It could be interesting for you to have a look at how to deploy a Kubernetes cluster on OVH before reading this article.

Disclaimer

This article is not intended at describing continuous delivery to a production environment. My goal is to show you the basics of gitlab pipelines. To do so we will be “continuously” deploying a Nodejs app to a kubernetes cluster.

Gitlab has recently launch an “auto-devops” feature, it is very interesting and serves as a base of this article, you can find the complete auto-devops pipeline template here. Unfortunatly this feature is really intended for people hosting their app inside google cloud right now (see related issues). Plus I would like to go into the details and unveil the magic being this auto-devops feature :P.

Last but not least, many of the things I will show here could be done differently using other tools like simple npm scripts for example. This is up to you to find the best options for you based on your needs and budget (running jobs has always a cost, at least for our planet).

The goal

I want execute the sequence of actions. I think they are quite self-explanatory so I will not detail them. Again the idea here is not to define a pipeline ready for production but to detail how gitlab pipelines work and can be used to deploy on Kubernetes.

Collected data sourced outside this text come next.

PR #351, opened 2026-02-13
feat: [PIPE-32185]: handle deprecated cross-workspace API endpoints

ritek01:
feat: [PIPE-32185]: handle deprecated cross-workspace API endpoints   
   - Replace /2.0/workspaces with /2.0/user/workspaces for org listing
   - Replace /2.0/repositories with workspace-scoped aggregation for repo listing
   - Replace /2.0/user/permissions/repositories with workspace-scoped endpoint
   - Add workspace extraction from client URL with fallback iteration

Testing : 
  - Service is starting & working
  - List Repos is working
  - PR is getting created

Screenshots : 
 
image
image
image

[PIPE-32185]: https://harness.atlassian.net/browse/PIPE-32185?atlOrigin=eyJpIjoiNWRkNTljNzYxNjVmNDY3MDlhMDU5Y2ZhYzA5YTRkZjUiLCJwIjoiZ2l0aHViLWNvbS1KU1cifQ

### DIFF
--- a/scm/driver/bitbucket/org.go
+++ b/scm/driver/bitbucket/org.go
@@ -11,6 +11,10 @@ import (
 	"github.com/drone/go-scm/scm"
 )
 
+const (
+	avatarURLTemplate = "https://bitbucket.org/account/%s/avatar/32/"
+)
+
 type organizationService struct {
 	client *wrapper
 }
@@ -36,9 +40,9 @@ func (s *organizationService) List(ctx context.Context, opts scm.ListOptions) ([
 
 func convertWorkspaceAccessList(from *workspaceAccessList) []*scm.Organization {
 	to := []*scm.Organization{}
-	for _, values := range from.Values {
-		if values.Workspace != nil {
-			to = append(to, convertWorkspace(values.Workspace))
+	for _, value := range from.Values {
+		if value.Workspace != nil {
+			to = append(to, convertWorkspace(value.Workspace))
 		}
 	}
 	return to
@@ -51,7 +55,7 @@ type organization struct {
 func convertOrganization(from *organization) *scm.Organization {
 	return &scm.Organization{
 		Name:   from.Login,
-		Avatar: fmt.Sprintf("https://bitbucket.org/account/%s/avatar/32/", from.Login),
+		Avatar: fmt.Sprintf(avatarURLTemplate, from.Login),
 	}
 }
 
@@ -60,7 +64,7 @@ func convertWorkspace(workspace *workspace) *scm.Organization {
 	if workspace.Links.Avatar.Href != "" {
 		avatar = workspace.Links.Avatar.Href
 	} else {
-		avatar = fmt.Sprintf("https://bitbucket.org/account/%s/avatar/32", workspace.Slug)
+		avatar = fmt.Sprintf(avatarURLTemplate, workspace.Slug)
 	}
 	return &scm.Organization{
 		Name:   workspace.Slug,
--- a/scm/driver/bitbucket/org.go
+++ b/scm/driver/bitbucket/org.go
@@ -27,24 +27,21 @@ func (s *organizationService) FindMembership(ctx context.Context, name, username
 }
 
 func (s *organizationService) List(ctx context.Context, opts scm.ListOptions) ([]*scm.Organization, *scm.Response, error) {
-	path := fmt.Sprintf("2.0/workspaces?%s", encodeListRoleOptions(opts))
-	out := new(organizationList)
+	path := fmt.Sprintf("2.0/user/workspaces?%s", encodeListRoleOptions(opts))
+	out := new(workspaceAccessList)
 	res, err := s.client.do(ctx, "GET", path, nil, out)
 	copyPagination(out.pagination, res)
-	return convertOrganizationList(out), res, err
+	return convertWorkspaceAccessList(out), res, err
 }
 
-func convertOrganizationList(from *organizationList) []*scm.Organization {
+func convertWorkspaceAccessList(from *workspaceAccessList) []*scm.Organization {
 	to := []*scm.Organization{}
-	for _, v := range from.Values {
-		to = append(to, convertOrganization(v))
+	for _, values := range from.Values {
+		if values.Workspace != nil {
+			to = append(to, convertWorkspace(values.Workspace))
+		}
 	}
 	return to
-}
-
-type organizationList struct {
-	pagination
-	Values []*organization `json:"values"`
 }
 
 type organization struct {
@@ -55,5 +52,18 @@ func convertOrganization(from *organization) *scm.Organization {
 	return &scm.Organization{
 		Name:   from.Login,
 		Avatar: fmt.Sprintf("https://bitbucket.org/account/%s/avatar/32/", from.Login),
+	}
+}
+
+func convertWorkspace(workspace *workspace) *scm.Organization {
+	avatar := ""
+	if workspace.Links.Avatar.Href != "" {
+		avatar = workspace.Links.Avatar.Href
+	} else {
+		avatar = fmt.Sprintf("https://bitbucket.org/account/%s/avatar/32", workspace.Slug)
+	}
+	return &scm.Organization{
+		Name:   workspace.Slug,
+		Avatar: avatar,
 	}
 }
--- a/scm/driver/bitbucket/repo.go
+++ b/scm/driver/bitbucket/repo.go
@@ -134,34 +134,26 @@ func (s *repositoryService) FindPerms(ctx context.Context, repo string) (*scm.Pe
 	return nil, nil, fmt.Errorf("repository %s not found in any workspace", repo)
 }
 
-// List returns the user repository list.
+// List returns the user repository list using workspace-aware pagination.
+// Fetches repos across all workspaces (sorted by slug) and fills the page
+// by stitching results from multiple workspaces when needed.
+// Defaults to page 1 if not specified.
 func (s *repositoryService) List(ctx context.Context, opts scm.ListOptions) ([]*scm.Repository, *scm.Response, error) {
-	if opts.URL != "" {
-		repoStruct := new(repositories)
-		response, err := s.client.do(ctx, "GET", opts.URL, nil, &repoStruct)
-		if err != nil {
-			return nil, response, err
-		}
-		copyPagination(repoStruct.pagination, response)
-		return convertRepositoryList(repoStruct), response, err
+	if opts.Page == 0 {
+		opts.Page = 1
 	}
-
-	return s.client.fetchReposFromAllWorkspaces(ctx, encodeListRoleOptions(opts))
+	return s.client.fetchReposWithPagination(ctx, encodeListRoleOptions(opts), opts.Page, opts.Size)
 }
 
 // ListV2 returns the user repository list based on the searchTerm passed.
+// Uses the same workspace-aware pagination as List, with an additional
+// search filter applied to each workspace query.
+// Defaults to page 1 if not specified.
 func (s *repositoryService) ListV2(ctx context.Context, opts scm.RepoListOptions) ([]*scm.Repository, *scm.Response, error) {
-	if opts.ListOptions.URL != "" {
-		repoStruct := new(repositories)
-		response, err := s.client.do(ctx, "GET", opts.ListOptions.URL, nil, &repoStruct)
-		if err != nil {
-			return nil, response, err
-		}
-		copyPagination(repoStruct.pagination, response)
-		return convertRepositoryList(repoStruct), response, err
+	if opts.ListOptions.Page == 0 {
+		opts.ListOptions.Page = 1
 	}
-
-	return s.client.fetchReposFromAllWorkspaces(ctx, encodeRepoListOptions(opts))
+	return s.client.fetchReposWithPagination(ctx, encodeRepoListOptions(opts), opts.ListOptions.Page, opts.ListOptions.Size)
 }
 
 func (s *repositoryService) ListNamespace(ctx context.Context, namespace string, opts scm.ListOptions) ([]*scm.Repository, *scm.Response, error) {
--- a/scm/driver/bitbucket/repo.go
+++ b/scm/driver/bitbucket/repo.go
@@ -88,56 +88,71 @@ func (s *repositoryService) FindHook(ctx context.Context, repo string, id string
 
 // FindPerms returns the repository permissions.
 func (s *repositoryService) FindPerms(ctx context.Context, repo string) (*scm.Perm, *scm.Response, error) {
-	// Try to extract workspace from the client URL
-	workspace := s.client.extractWorkspaceFromURL()
+	// First, try to fetch using the repo identifier provided
+	perm, res, err := s.findPermsWithIdentifier(ctx, repo)
+	if err == nil {
+		return perm, res, nil
+	}
 
-	// If workspace is available, use it to fetch permissions
+	// If that fails and repo isn't in "workspace/repo" format,
+	// search all workspaces as a fallback
+	if !strings.Contains(repo, "/") {
+		return s.findPermsAcrossWorkspaces(ctx, repo)
+	}
+
+	// Repo is in "workspace/repo" format and fetch failed
+	return nil, res, err
+}
+
+// findPermsWithIdentifier attempts to fetch permissions using either the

Bundling & static analysis Test Build Deploy
Bundle & analyze the code (lint etc.) Tests Build new docker image Deploy on Kubernetes

In the .gitlab-ci.yml it would looke like This

stages:
  - bundle
  - test
  - build
  - deploy

Prerequisites

Creating the jobs

Bundle & static analyzis

I want to use static analysis to enforce as much as possible the quality of the code. As I am using a javascript project, the tools are not as powerfull as what you can find in a statically typed language like Java but they are pretty good now.

Here, I am simply going to lint my code with eslint. You could also have have a look at flow. And to do so I am just going to use my module bundler (Rollup.js) and define eslint as one of the plugin.

I am also going to uglify the frontend code to limit the size of the downloaded script. Again I am simply using rollup plugins to do so.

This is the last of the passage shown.